The plant on my windowsill is half-dead

I noticed it this morning. The plant on my windowsill — a pothos I got when I started this job, the kind that’s supposed to be unkillable — had gone half-brown, and I couldn’t remember the last time I watered it. I’ve been at this desk for two weeks straight and I only looked up because the morning light hit the dead leaves at an angle that made them impossible to ignore.

I spent those two weeks in the wrong room.

There’s a procurement officer named Susan at the county hospital system. She emailed me in February — subject line: “quick question about your AI review” — asking whether any of the tools I’d evaluated would actually save her nursing staff time. She manages purchasing for three hospitals. Her IT director, a man named Greg who loves demos, had been pushing for a $90K clinical decision support tool with a flashy interface. Susan had a gut feeling it was overpriced and under-ready, but she didn’t have the technical backup to push back.

I sent her a spreadsheet. Five tabs. Color-coded. Vendor names, accuracy claims, training data provenance, integration requirements, estimated staff-hours-to-value ratios. Thorough. Defensible. Completely useless.

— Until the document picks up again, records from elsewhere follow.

PR #67, opened 2023-08-26
[Wern] iP

wxwern:
# Todoify

> "The best CLI task manager" - nobody

Todoify is easy to use. It:
- has a chatbot-like interface
- available via your preferred [DE](https://en.wikipedia.org/wiki/Desktop_environment) or even your [terminal](https://en.wikipedia.org/wiki/Computer_terminal).
- uses Unix- and POSIX-like CLI syntax, so experienced users can pick it up quickly.
- ~~FAST~~ _SUPER-FAST_ to use with just your keyboard.

## Usage

1. Check out the [releases](https://github.com/wxwern/ip/releases).
2. Download it.
3. Run the JAR file by double-clicking it, or using `java -jar <jar file name>`.
4. Talk to the chatbot to add your tasks!

## Features

- [x] Managing tasks
- [x] Managing deadlines
- [x] Managing events
- [ ] Adds more RAM
- [ ] Makes your computer slower

## Implementation

It uses common patterns like **Object-Oriented Programming** and **Observer Pattern**, which makes the source code clean, easy to interact with, and easy to extend. For instance, here's a snippet of how the designed class structures allow for **integration into *any* user-interface** of your liking in seconds:

```java
public class Main {
 
        // Example to demonstrate processing a text-only interface with the chatbot. 
        // Notice that this is easily translatable into almost any form of GUI.

        // Initialise with default settings.
        Chatbot chatbot = new Chatbot(null, null);

        // Add a listener for new messages and output them.
        chatbot.addEventListener(message -> {
            if (message.getSenderType() == ChatMessage.SenderType.CHATBOT) {
                System.out.printf("[%s]: ", chatbot.getName());
                System.out.println(message.getMessage());
                System.out.println();
            }
        });

        // Start processing standard input to feed into the chatbot.

        chatbot.openConversation();
        while (chatbot.isConversationOpen()) {
            System.out.print("[You]: ");
            System.out.flush();

            if (!scanner.hasNextLine()) {
                break;
            }

            String line = scanner.nextLine();
            System.out.println();

            chatbot.sendMessageFromUser(line);
        }

        chatbot.closeConversation();
        scanner.close();
    }
}
```


src/main/java/todoify/MainCli.java
```diff
@@ -0,0 +1,62 @@
...
+ * The chatbot CLI entry-point, which provides an interactive input prompt via the CLI.
+ *
+ * <p>
+ * The default name for the chatbot is specified at {@link todoify.chatbot.Chatbot#DEFAULT_NAME}. Custom names can be
+ * set by modifying the {@link MainCli#main} implementation here.
+ * </p>
+ */
+public class MainCli {
+
+    private static final String CHATBOT_PADDING = "  ";
```
Dioclei: Well done, you did not make the common mistake of writing constants with a non-fully-capitalised name.

src/main/java/todoify/storage/InternalStorage.java
```diff
@@ -0,0 +1,87 @@
...
+import java.io.IOException;
+import java.nio.file.Files;
+import java.nio.file.Path;
+
+/**
+ * A class that manages the program's internal storage's read-write operations.
+ */
+public class InternalStorage {
+
+    private static InternalStorage sharedInstance = null;
```
Dioclei: Why does the InternalStorage class need a shared instance among all InternalStorage classes? I feel that this naming could be confusing to readers, perhaps a more descriptive name could help.

src/main/java/todoify/taskmanager/TaskManager.java
```diff
@@ -0,0 +1,198 @@
...
+        try {
+            String data = this.storageHandler.loadFrom(this.storageLocation);
+            JsonArray array = JsonParser.parseString(data).getAsJsonArray();
+
+            // Prepare a new list of tasks.
+            List<Task> tasks = new ArrayList<>();
+
+            // Prepare a new set of classes, from most specific to least specific.
+            // This ordering is required to match the provided JSON to a class that's as specific as possible.
+            @SuppressWarnings("unchecked")
```
Dioclei: Why do you use @SuppressWarnings here? Perhaps you could write an explanation in the header comment!

src/main/java/todoify/util/EpochConverter.java
```diff
@@ -0,0 +1,75 @@
...
+ */
+public class EpochConverter {
+
+    /**
+     * Converts the given date-time string to number representing seconds since the Unix epoch.
+     *
+     * @param dateTimeString The date time string to convert, in ISO format of "yyyy-MM-ddThh:mm:ss".
+     * @return The number of seconds since the Unix epoch of 1970-01-01 00:00:00 UTC.
+     * @throws DateTimeParseException if the date-time cannot be parsed.
+     */
```
Dioclei, line 26: This is a great header comment!

Dioclei (commented):
I feel that your code is really well done! Just a few small suggestions here and there, but honestly great job! 👍 👍 👍

src/main/java/todoify/chatbot/ChatCommand.java
```diff
@@ -0,0 +1,270 @@
...
+                currParamKey = part;
+                currParamValue = new StringBuilder();
+            } else {
+                currParamValue.append(parts[i]);
+                currParamValue.append(' ');
+            }
+        }
+        if (!currParamKey.isEmpty()) {
+            params.put(currParamKey, currParamValue.toString().trim());
+        }
```
victorlaiyeeteng: The method `parse` seems a little long. Is it possible to factor out this part of the function to improve readability of the function?

src/main/java/todoify/chatbot/ChatCommand.java
```diff
@@ -0,0 +1,270 @@
...
+        case "bye":
+        case "exit":
+            return this.type = Operation.EXIT;
+
+        default:
+            break;
+        }
+
+        return this.type = Operation.UNKNOWN;
+    }
```
victorlaiyeeteng: I like the use of enums to improve the understanding of the function.

src/main/java/todoify/storage/InternalPath.java
```diff
@@ -0,0 +1,101 @@
...
+        return Arrays.copyOf(this.components, this.components.length);
+    }
+
+    /**
+     * Returns a new path relative to the configured base directory, while removing the last component in the path.
+     *
+     * @return The path after removing the last path component.
+     * @throws NegativeArraySizeException if there are no more components in the path to strip.
+     */
+    public InternalPath excludingLastComponent() {
```
victorlaiyeeteng:
```suggestion
    public InternalPath excludeLastComponent() {
```

src/main/java/todoify/storage/InternalPath.java
```diff
@@ -0,0 +1,101 @@
...
+        return new InternalPath(pathComponents);
+    }
+
+    /**
+     * Returns a new path relative to the configured base directory, while adding the given last component to the path
+     *
+     * @param component The new component to append to the end of the path.
+     * @return The path after adding the new last path component.
+     */
+    public InternalPath appendingLastComponent(String component) {
```
victorlaiyeeteng:
```suggestion
    public InternalPath appendLastComponent(String component) {
```

src/main/java/todoify/taskmanager/task/Deadline.java
```diff
@@ -0,0 +1,49 @@
...
+        return this.deadline;
+    }
+
+    @Override
+    public String toString() {
+        return String.format(
+                "<D> %s %s (by: %s)",
+                this.getCompletedIndicatorString(),
+                this.getTitle(),
+                this.deadline == null ? null : EpochConverter.getUserReadableStringFromEpoch(this.getDeadline())
```
victorlaiyeeteng: Perhaps, you can abstract this part of processing the deadline output in a separate function?

src/test/java/todoify/chatbot/ChatCommandTest.java
```diff
@@ -0,0 +1,92 @@
...
+
+        command = ChatCommand.parse(" todo blabla\tblah blah\n123\n");
+        assertEquals("todo", command.getName());
+        assertEquals("blabla blah blah 123", command.getData());
+        assertEquals(ChatCommand.Operation.ADD_TODO, command.getOperation());
+        assertFalse(command.hasParams());
+        assertFalse(command.hasParam("blah"));
+        assertFalse(command.hasParamWithUsefulValue("blah"));
+        assertNull(command.getParam("blah"));
+    }
```
victorlaiyeeteng, line 45: I like the elaborate testing done on the ChatCommand objects.

victorlaiyeeteng (commented):
Overall, I like the Code Quality of your code, but there are a few suggestions that could perhaps improve the readability of some functions.

src/main/java/todoify/taskmanager/TaskManager.java
wxwern: Thanks for the note, I forgot to include that in the comment. The reason was arrays cannot be initialised with generics, so in this particular case:
```java
Class<Task>[] availClasses = new Class[] { Event.class, Deadline.class, Todo.class };
```
resulted in a warning due to it being an unchecked cast.

src/main/java/todoify/storage/InternalPath.java
wxwern: Thanks for highlighting this. I think I would rename this to `getWithAppendedLastComponent` instead, and similarly for other methods, to comply with our conventions.

---

The reason this was named in continuous tense was actually based on a different naming convention to imply that the "action" is not performed on the instance in question, but rather returns a new instance, such as the following:
- [Apple's Swift: `URL#appendPathComponent`](https://developer.apple.com/documentation/foundation/url/1780397-appendpathcomponent), which updates the instance in place
- [Apple's Swift: `URL#appendingPathComponent`](https://developer.apple.com/documentation/foundation/nsurl/1410614-appendingpathcomponent), which returns a new instance

This would reduce confusion as to whether an action is self-mutating or returns a new copy, since present tense often implies the former in a number of languages.

src/main/java/todoify/taskmanager/task/Deadline.java
wxwern: Do you have any suggestions for this? Since this just a string formatter, with appropriate null checks to catch unexpected errors when feeding it into a utility function, I have no idea as to how this can be further simplified.

src/main/java/todoify/storage/InternalStorage.java
wxwern: Agreed that this is confusing to new readers (it was actually errorneously left out during a refactor). I'll make it more descriptive and include some implementation details as docs.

She never replied. I didn’t follow up. I told myself the spreadsheet was the work, and the work was done, and anyway I was busy.

She didn’t need a spreadsheet. She needed someone to sit in a conference room with her and Greg and say, in plain English, “This $90K tool needs six months of data cleanup before it produces anything reliable, and the $12K alternative from the second tab covers 80% of the clinical need.” That’s it. Twenty seconds of backup. She needed a colleague, not a deliverable.

I’m calling her tomorrow. I don’t know if she’ll answer, or if I’ve waited too long, or if Greg already got his purchase order signed. But I know what she actually needed now, and it wasn’t more documentation.

If you need a straight answer about AI in a real job, ask me. I’m done performing.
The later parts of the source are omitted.